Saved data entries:

Start of Block

PR #22, opened 2022-05-30
Did rpc

osinakayah:


maycon-mello (approved):

packages/core/lib/services/dids/service-rpc.js
```diff
@@ -0,0 +1,17 @@
+import {RpcService} from '../rpc-service-client';
+import {serviceName} from './config';
+
+export class DIDServiceRPC extends RpcService {
+  constructor() {
+    super(serviceName);
+  }
+  keypairToDidKeyDocument(params) {
```
maycon-mello, line 8: Can we define some types for those parameters?

maycon-mello: And maybe add validation

maycon-mello: Similar to other rpc services we have

packages/core/lib/services/dids/index.test.js
```diff
@@ -0,0 +1,79 @@
...
+      correlation: ['4058a72a-9523-11ea-bb37-0242ac130002'],
+      controller: 'did:key:z6MkjjCpsoQrwnEmqHzLdxWowXk5gjbwor4urC1RPDmGeV8r',
+      type: 'Ed25519VerificationKey2018',
+      privateKeyBase58:
+        '3CQCBKF3Mf1tU5q1FLpHpbxYrNYxLiZk4adDtfyPEfc39Wk6gsTb2qoc1ZtpqzJYdM1rG4gpaD3ZVKdkiDrkLF1p',
+      publicKeyBase58: '6GwnHZARcEkJio9dxPYy6SC5sAL6PxpZAB6VYwoFjGMU',
+    };
+    const res = await service.keypairToDidKeyDocument({keypairDoc});
+    expect(DIDKeyManager.keypairToDidKeyDocument).toBeCalledWith(keypairDoc);
+    expect(res).toBeDefined();
```
mike-parkhill, line 28: can we assert anything specific about `res`?

packages/core/lib/services/dids/index.test.js
```diff
@@ -0,0 +1,79 @@
...
+        '#z6Mks8mvCnVx4HQcoq7ZwvpTbMnoRGudHSiEpXhMf6VW8XMg',
+      ],
+      capabilityDelegation: [
+        '#z6Mks8mvCnVx4HQcoq7ZwvpTbMnoRGudHSiEpXhMf6VW8XMg',
+      ],
+      keyAgreement: ['#z6LScrLMVd9jvbphPeQkGffSeB99EWSYqAnMg8rGiHCgz5ha'],
+    };
+    const res = await service.getDidResolution({didDocument});
+    expect(DIDKeyManager.getDidResolution).toBeCalledWith(didDocument);
+    expect(res).toBeDefined();
```
mike-parkhill, line 77: same here

packages/core/lib/services/dids/index.test.js
SamHellawell: yes, we should check that the DID ID is correct relative to the public key (its fingerprint)

PR #24, opened 2022-05-31
vs singing

maycon-mello:


mike-parkhill (commented):
this hooks into the QR scanning code that @SamHellawell already wired up, right?

maycon-mello:
Yes, it will be used by the app to sign the data. I'm looking to push an update in the app now, using this new method to sign the credential

PR #25, opened 2022-06-01
Signing credentials

osinakayah:


packages/core/lib/services/credential/service.js
```diff
@@ -0,0 +1,36 @@
...
+  rpcMethods = [
+    CredentialService.prototype.generateCredential,
+    CredentialService.prototype.signCredential,
+  ];
+  generateCredential() {
+    const vc = new VerifiableCredential();
+    vc.addType('DockAuthCredential');
+    return vc;
+  }
+  async signCredential(params) {
```
mike-parkhill, line 19: do these `params` need any validation?

osinakayah: Yes, that is what validation.signCredential(params); is for.

PR #102, opened 2025-10-02
Myloasm

danejo3:
The purpose of this PR is to introduce and bring in a new assembler: myloasm. Myloasm is a new high-resolution long-read metagenome assembler. Internal testing has shown that this assembler does pretty well with metagenomic samples.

End of Block

→ **Problem to work on**
Copy the data above in full, exactly as it reads.

→ **Output for this exercise**
PR #22, opened 2022-05-30
Did rpc

osinakayah:


maycon-mello (approved):

packages/core/lib/services/dids/service-rpc.js
```diff
@@ -0,0 +1,17 @@
+import {RpcService} from '../rpc-service-client';
+import {serviceName} from './config';
+
+export class DIDServiceRPC extends RpcService {
+  constructor() {
+    super(serviceName);
+  }
+  keypairToDidKeyDocument(params) {
```
maycon-mello, line 8: Can we define some types for those parameters?

maycon-mello: And maybe add validation

maycon-mello: Similar to other rpc services we have

packages/core/lib/services/dids/index.test.js
```diff
@@ -0,0 +1,79 @@
...
+      correlation: ['4058a72a-9523-11ea-bb37-0242ac130002'],
+      controller: 'did:key:z6MkjjCpsoQrwnEmqHzLdxWowXk5gjbwor4urC1RPDmGeV8r',
+      type: 'Ed25519VerificationKey2018',
+      privateKeyBase58:
+        '3CQCBKF3Mf1tU5q1FLpHpbxYrNYxLiZk4adDtfyPEfc39Wk6gsTb2qoc1ZtpqzJYdM1rG4gpaD3ZVKdkiDrkLF1p',
+      publicKeyBase58: '6GwnHZARcEkJio9dxPYy6SC5sAL6PxpZAB6VYwoFjGMU',
+    };
+    const res = await service.keypairToDidKeyDocument({keypairDoc});
+    expect(DIDKeyManager.keypairToDidKeyDocument).toBeCalledWith(keypairDoc);
+    expect(res).toBeDefined();
```
mike-parkhill, line 28: can we assert anything specific about `res`?

packages/core/lib/services/dids/index.test.js
```diff
@@ -0,0 +1,79 @@
...
+        '#z6Mks8mvCnVx4HQcoq7ZwvpTbMnoRGudHSiEpXhMf6VW8XMg',
+      ],
+      capabilityDelegation: [
+        '#z6Mks8mvCnVx4HQcoq7ZwvpTbMnoRGudHSiEpXhMf6VW8XMg',
+      ],
+      keyAgreement: ['#z6LScrLMVd9jvbphPeQkGffSeB99EWSYqAnMg8rGiHCgz5ha'],
+    };
+    const res = await service.getDidResolution({didDocument});
+    expect(DIDKeyManager.getDidResolution).toBeCalledWith(didDocument);
+    expect(res).toBeDefined();
```
mike-parkhill, line 77: same here

packages/core/lib/services/dids/index.test.js
SamHellawell: yes, we should check that the DID ID is correct relative to the public key (its fingerprint)

PR #24, opened 2022-05-31
vs singing

maycon-mello:


mike-parkhill (commented):
this hooks into the QR scanning code that @SamHellawell already wired up, right?

maycon-mello:
Yes, it will be used by the app to sign the data. I'm looking to push an update in the app now, using this new method to sign the credential

PR #25, opened 2022-06-01
Signing credentials

osinakayah:


packages/core/lib/services/credential/service.js
```diff
@@ -0,0 +1,36 @@
...
+  rpcMethods = [
+    CredentialService.prototype.generateCredential,
+    CredentialService.prototype.signCredential,
+  ];
+  generateCredential() {
+    const vc = new VerifiableCredential();
+    vc.addType('DockAuthCredential');
+    return vc;
+  }
+  async signCredential(params) {
```
mike-parkhill, line 19: do these `params` need any validation?

osinakayah: Yes, that is what validation.signCredential(params); is for.

PR #102, opened 2025-10-02
Myloasm

danejo3:
The purpose of this PR is to introduce and bring in a new assembler: myloasm. Myloasm is a new high-resolution long-read metagenome assembler. Internal testing has shown that this assembler does pretty well with metagenomic samples.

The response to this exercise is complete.